By this point in the news cycle, even the most blasé sports fan in the Upper Midwest knows that Norwood Teague has problems — legal, psychological and, likely, alcohol-abuse problems.
The former athletics director at the University of Minnesota was said to have been drunk at a president’s retreat in mid-July when he sexually harassed two senior-level women. He resigned August 7.
Amid the media firestorm that has ensued — with more women coming forward to say Teague harassed them and the U of M president backing away from his original claim that his golden boy had merely been “overserved” — one question has yet to be asked.
Was it appropriate, or advisable, for alcohol to be served at this work-related function at all?
Star Tribune columnist Patrick Reusse, a recovering alcoholic, was the first to say that Teague’s alcohol consumption at the retreat was “no excuse” for his boorish and illegal behavior. True enough. But can the U of M be held accountable? Who was minding the bar at the taxpayer-supported leadership retreat? How was Teague allowed to get this drunk?
Attorney, women’s advocate and human resources consultant Gina Franklin counsels employers to “turn around” the assumption that alcohol is a bonding agent and a necessary source of creative inspiration at work.
“That’s the ‘Mad Men’ philosophy of life,” says Franklin, a senior associate at W.J. Flynn and Associates in Eagan, Minnesota. “We think it’s seriously dated.”

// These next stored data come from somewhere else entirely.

PR #88, opened 2020-05-08
feat: allow legacy did docs to be used as genesis records

msterle:


packages/ceramic-core/src/ceramic.ts
```diff
@@ -41,6 +41,7 @@ class Ceramic {
       '3id': new ThreeIdHandler(),
       'tile': new TileHandler(this),
       'account-link': new AccountLinkHandler(),
+      undefined: new ThreeIdHandler()
```
msterle, line 44: This is temporary, would like to replace this object mapping with a function or something a bit smarter to allow for default values

packages/ceramic-cli/src/ceramic-daemon.ts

Franklin, like me, is an old-school feminist who would never blame women for harassment or assault. But we share the perhaps prudish and politically incorrect opinion that sobriety in professional settings is a protective tool.

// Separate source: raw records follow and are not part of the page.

PR #95, opened 2020-05-12
feat(core): add local pinning

simonovic86:
- add local pinning functionality
- hide `anchorScheduledFor` if the anchor has failed/completed


packages/ceramic-core/src/pin/mock/mock-pinning-service.ts
```diff
@@ -0,0 +1,53 @@
+import { DocState } from "../../document"
+import PinningService from "../pinning-service"
+
+export default class MockPinningService implements PinningService {
```
oed, line 4: Is this mock pinning service really needed? Seems like it could be used for testing, but other than that it would only be bloating the codebase.

packages/ceramic-core/src/pin/level/level-pinning-service.ts
```diff
@@ -0,0 +1,134 @@
+import levelup from "levelup";
+import leveldown from "leveldown";
```
oed, line 3: Does leveldown work in browsers? We need to be careful with the dbs that we use so that we get full compatibility.

packages/ceramic-core/src/pin/level/level-pinning-service.ts
```diff
@@ -0,0 +1,134 @@
...
+        }
+    }
+
+    /**
+     * Is document pinned locally?
+     * @param docId - Document ID
+     */
+    async isDocPinned(docId: string): Promise<boolean> {
+        const state = await this.loadState(docId);
+        return state != null;
```
oed, line 116:
```suggestion
        return Boolean(state)
```

packages/ceramic-http-client/src/document.ts
```diff
@@ -1,21 +1,7 @@
...
-      method: 'post',
-      body: JSON.stringify(payload),
-      headers: { 'Content-Type': 'application/json' }
-    }
-  }
-  const res = await (await fetch(url, opts)).json()
-  if (res.error) throw new Error(res.error)
-  return res
-}
+import { fetchJson } from "./utils"
```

As an HR coach, what would you say to Norwood Teague?
Now that he’s resigned, he needs to think about: “How do I address this so I can be employed again?” If I were his coach, I would say: “Go get an alcohol assessment and really learn if there is abuse or addiction. Put together a plan for how you’re going to better understand this. Have this be part of a life-changing event.” I think an employer would give some credit to the proactive nature of that.
Employers that cater to younger workers, especially, promote alcohol at workplace functions or after long days at the office as a well-deserved stress reliever.
If our clients have an occasion to provide alcohol at an event, we work with them not just around policy but the whole culture of consumption:
- You can serve alcohol in limited amounts, such as two drink tickets per person.
- Remind everybody of the organization’s harassment policies and code of conduct.
- Provide food at the event. Stop any access to alcohol after dinner. Instead have a speaker or entertainment — and then provide cab rides home.
What role does alcohol play in sexual harassment?
Alcohol is a factor in the majority of these crimes. It goes almost hand in hand. Alcohol removes inhibitions, and it compromises judgment.
While I was in law school in the early 1980s, I had a public debate with my law professor: Is alcohol a mitigating factor when sentencing a sex crime? My response was: “No, it’s not a mitigating factor. The individual made a choice to consume to excess and his judgment was impaired.” I was unequivocal about it. If you use alcohol as a mitigation in sex crimes, then you’re always going to mitigate. Always.
Your daughters are 18 and 21. How do you caution these young women about mixing alcohol and work, without missing out on the networking and relationship-building that often happens at work-related events?
I have to think about that as a woman every day in my world, and both my daughters and my stepdaughters, who range from 28 to 38, ask me how I do it. I talk about compromise. If consumption of alcohol would compromise your thinking and decision-making and put you at risk, that’s not a good plan. There are men who would take advantage of that.
Since I quit drinking five years ago, I’ve noticed how often workplace socializing is tied to alcohol — and I’m increasingly ill at ease with the assumption that everybody drinks. How can employers support people who don’t drink, whether they’re recovering alcoholics or abstain for other reasons?
We advise employers to have non-alcoholic choices for employees, just as you’d have non-meat choices for meals. If I were the HR person, I would meet with any employee whom I knew was in recovery and develop strategies for how to navigate those events. I’d give that person advice and support.
The U of M incident — or multiple incidents — has helped many of us recognize theprevalence of sexual harassment, despite women’s gains in all sectors of society. Or is harassment tied more broadly to the prevalence of rape and domestic violence?
Sexual harassment was not a subject when I started in the workplace. I’m 62. I’m literally a grandmother in terms of the women’s movement and the subject of the relationship between the sexes. I founded a rape-crisis center in the 1970s as an undergraduate in Nebraska. It still serves victims of sexual assault, domestic abuse and child abuse.
For years now women have been coming forward to say: “No, we’re not going to tolerate sexual assault.” Prevention of sexual harassment — and recognition of harassment — evolved from that.